== Entries supplied
PR #4480, opened 2024-08-22
test(integration-karma): add listener memoization tests

nolanlawson:
## Details

This adds Karma tests for event listener memoization, which came up when I was reviewing #4468.

This behavior is a little subtle, and previously we were only really testing it in the template-compiler snapshot tests here:

https://github.com/salesforce/lwc/blob/39af4df1fd18d2d4835fcc532795b9b65e1ba23b/packages/%40lwc/template-compiler/src/__tests__/fixtures/regression/handler-memoization/actual.html#L4-L9

Adding the test ensures we don't regress the current functionality.

### DIFF
--- a/packages/@lwc/integration-karma/test/events/memoization/index.spec.js
+++ b/packages/@lwc/integration-karma/test/events/memoization/index.spec.js
@@ -31,6 +31,7 @@ describe('deep listener', () => {
 
     // In this case, the click listener is re-bound on every render, because the referenced
     // listener is scoped inside a <template for:each>
+    // TODO [#4467]: consider optimizing locally-scoped listeners
     it('does redefine the onClick for a list of deep click listeners', async () => {
         const elm = createElement('x-list', { is: List });
         document.body.appendChild(elm);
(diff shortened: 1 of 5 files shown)


wjhsf (approved):

packages/@lwc/integration-karma/test/events/memoization/index.spec.js
```diff
@@ -0,0 +1,48 @@
...
+        expect(window.clickBuffer).toEqual([0]);
+
+        elm.logger = { onClick: () => window.clickBuffer.push(2) }; // never called
+        await Promise.resolve();
+        elm.shadowRoot.querySelector('button').click();
+        expect(window.clickBuffer).toEqual([0, 0]);
+    });
+
+    // In this case, the click listener is re-bound on every render, because the referenced
+    // listener is scoped inside a <template for:each>
```
nolanlawson, line 33:
```suggestion
    // listener is scoped inside a <template for:each>
    // TODO [#4467]: consider optimizing locally-scoped listeners
```

ekashida (approved):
====
▶ _Exercise instructions_
Your answer must be a copy of every line in the data above that holds the string "index".

▶ _Result for this task_
--- a/packages/@lwc/integration-karma/test/events/memoization/index.spec.js
+++ b/packages/@lwc/integration-karma/test/events/memoization/index.spec.js
packages/@lwc/integration-karma/test/events/memoization/index.spec.js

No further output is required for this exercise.